• **EXTRACTED MATERIAL**:
PR #572, opened 2024-03-18
Avoid imaginary roe average sound speed

### LINKED ISSUE #555: HLLC wavespeeds are not computed correctly if cs_tilde is imaginary
**Describe the bug**
For some left and right states, it is possible that the Roe-average sound speed is imaginary:
https://github.com/quokka-astro/quokka/blob/fcde1aa11205ed64365e42ce7e084a9964aa7e9f/src/HLLC.hpp#L58

Since `std::min` behaves differently for different compilers when one argument is NAN (in particular, gcc returns a the non-NAN argument while Clang returns NAN), we have problems when using Clang-based compilers to run problems that have interfaces where the Roe average is not defined:
https://github.com/quokka-astro/quokka/blob/fcde1aa11205ed64365e42ce7e084a9964aa7e9f/src/HLLC.hpp#L64

A reasonable solution would be to check whether $\tilde c_s^2$ is positive, and, if not, use the arithmetic average of the left and right sound speeds.

**To Reproduce**
1. Compile the PopIII problem with an Clang-based compiler.
2. Run this problem for one timestep.
3. Print out the HLLC wavespeeds for at each interface.
4. Observe NAN values.

**Additional context**
Since the AMD GPU compiler is based on Clang, it also has this problem, and is the reason the hydro update behaves differently on AMD GPUs.

Thanks to @psharda for discovering this after a truly exceptional debugging effort.

psharda:
### Description
There can be instances when the Roe-averaged sound speed (`cs_tilde` in `HLLC.hpp`) can be negative. In such cases, the current implementation will generate a NAN cs_tilde, which is handled differently by different compilers (e.g., GCC versus HIPCC). This was one of the causes of StarCluster and PopIII problems failing on HIPCC-based CPUs and AMD GPUs.

### Related issues
Fixes #555.

### Checklist

### DIFF
--- a/src/HLLC.hpp
+++ b/src/HLLC.hpp
@@ -54,8 +54,14 @@ AMREX_FORCE_INLINE AMREX_GPU_DEVICE auto HLLC(quokka::HydroState<N_scalars, N_ms
 		// equation A.5b of Kershaw+1998
 		const double C_tilde_P = 0.5 * ((sL.Eint / sL.rho) * drdp_L + (sR.Eint / sR.rho) * drdp_R + sL.rho * dedp_L + sR.rho * dedp_R);
 
-		// equation 4.12 of Kershaw+1998
-		cs_tilde = std::sqrt((1.0 / C_tilde_P) * (H_tilde - 0.5 * vsq_tilde - C_tilde_rho));
+		// avoid NAN cs_tilde
+		if (H_tilde - 0.5*vsq_tilde - C_tilde_rho < 0) {
+			// fall back to the gamma=1 case
+			cs_tilde = 0.5 * (sL.cs + sR.cs);
+		} else {
+			// equation 4.12 of Kershaw+1998
+			cs_tilde = std::sqrt((1.0 / C_tilde_P) * (H_tilde - 0.5 * vsq_tilde - C_tilde_rho));
+		}
 
 		const double s_NL = 0.5 * G_L * std::max(dU, 0.); // second-order wavespeed correction
 		const double s_NR = 0.5 * G_R * std::max(dU, 0.);
--- a/src/HLLC.hpp
+++ b/src/HLLC.hpp
@@ -55,12 +55,13 @@ AMREX_FORCE_INLINE AMREX_GPU_DEVICE auto HLLC(quokka::HydroState<N_scalars, N_ms
 		const double C_tilde_P = 0.5 * ((sL.Eint / sL.rho) * drdp_L + (sR.Eint / sR.rho) * drdp_R + sL.rho * dedp_L + sR.rho * dedp_R);
 
 		// avoid NAN cs_tilde
-		if (H_tilde - 0.5 * vsq_tilde - C_tilde_rho < 0) {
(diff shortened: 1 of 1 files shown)


src/HLLC.hpp
```diff
@@ -54,8 +54,14 @@ AMREX_FORCE_INLINE AMREX_GPU_DEVICE auto HLLC(quokka::HydroState<N_scalars, N_ms
 		// equation A.5b of Kershaw+1998
 		const double C_tilde_P = 0.5 * ((sL.Eint / sL.rho) * drdp_L + (sR.Eint / sR.rho) * drdp_R + sL.rho * dedp_L + sR.rho * dedp_R);
 
-		// equation 4.12 of Kershaw+1998
-		cs_tilde = std::sqrt((1.0 / C_tilde_P) * (H_tilde - 0.5 * vsq_tilde - C_tilde_rho));
+		// avoid NAN cs_tilde
+		if (H_tilde - 0.5 * vsq_tilde - C_tilde_rho < 0) {
```
BenWibking: I think it would be better to check whether this is less than _or equal to_ 0. A zero value produces a non-NaN cs_tilde, but has other problems.

A minor optimization, but can you extract this to a separate variable to avoid computing it twice?

src/HLLC.hpp
```diff
@@ -54,8 +54,14 @@ AMREX_FORCE_INLINE AMREX_GPU_DEVICE auto HLLC(quokka::HydroState<N_scalars, N_ms
...
+			// fall back to the gamma=1 case
```
BenWibking: I think this comment is a bit confusing. This is the same code used when $\gamma = 1$, but is not conceptually related to having an isothermal equation of state. It's just an arithmetic average of the left and right sound speeds.

src/HLLC.hpp
```diff
@@ -54,8 +54,15 @@ AMREX_FORCE_INLINE AMREX_GPU_DEVICE auto HLLC(quokka::HydroState<N_scalars, N_ms
...
-		// equation 4.12 of Kershaw+1998
-		cs_tilde = std::sqrt((1.0 / C_tilde_P) * (H_tilde - 0.5 * vsq_tilde - C_tilde_rho));
+		// avoid NAN cs_tilde
+		const double cs_exp = H_tilde - 0.5 * vsq_tilde - C_tilde_rho;
+		if (cs_exp <= 0) {
+			// take the average of the left and right states
+			cs_tilde = 0.5 * (sL.cs + sR.cs);
+		} else {
+			// equation 4.12 of Kershaw+1998
+			cs_tilde = std::sqrt((1.0 / C_tilde_P) * cs_exp);
```
BenWibking: You could simplify this to `cs_tilde = std::sqrt(cs_exp / C_tilde_P)`.

BenWibking (changes requested):
Ok, looks good. I've noted one suggestion inline that will avoid an extra floating-point operation when the compiler interprets the parentheses strictly.

BenWibking (approved):

PR #573, opened 2024-03-18
Define K_S for isothermal gamma

### LINKED ISSUE #553: handle isothermal EOS entirely within EOS.hpp
**Describe the proposal**
Before general EOS support was added to the code, an isothermal EOS was handled as a special case whenever the pressure was needed in `HydroSystem`. Now that there is general EOS support, we should move all of the conditionals to handle `gamma = 1.0` into EOS.hpp, rather than scattered elsewhere in the code.

We could leave it as is, but this appears to cause problems with shock flattening for isothermal problems, since a special case to handle an isothermal EOS was never written for that.

**Additional context**
This appears to be the underlying cause (or at least one of the causes) of different results for the StarCluster problem when compiled with `hipcc` versus `gcc` on CPU (presumably since this causes a NAN to be produced in a way that is handled differently by different compilers).

cc @psharda

psharda:
### Description
Currently, `K_S` is undefined in the `computeFlatenningCoefficients` function for the case of isothermal gamma, because the function to compute sound speed within `EOS.hpp` that it calls only works if gamma != 1.

### Related issues
Fixes #553 for now. In the long run, this wont be needed because we will move all EOS calculations (including for gamma=1) to EOS.hpp. But for now, we should apply this patch so that the gamma=1 case is correctly handled while computing flattening coefficients. 

### Checklist

### DIFF
--- a/src/hydro_system.hpp
+++ b/src/hydro_system.hpp
@@ -600,8 +600,12 @@ void HydroSystem<problem_t>::ComputeFlatteningCoefficients(amrex::MultiFab const
 
 		// Z is a measure of shock strength (Eq. 76 of Miller & Colella 2002)
 		amrex::GpuArray<Real, nmscalars_> massScalars = RadSystem<problem_t>::ComputeMassScalars(primVar, i, j, k);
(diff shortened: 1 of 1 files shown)


BenWibking (approved):

BenWibking:
Feel free to merge after the GPU tests pass.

• **INSTRUCTIONS FOR THE TASK**: For every line above with the word "psharda" in it, make a copy.

• **RESPONSE AREA**:
Thanks to @psharda for discovering this after a truly exceptional debugging effort.
psharda:
cc @psharda
psharda:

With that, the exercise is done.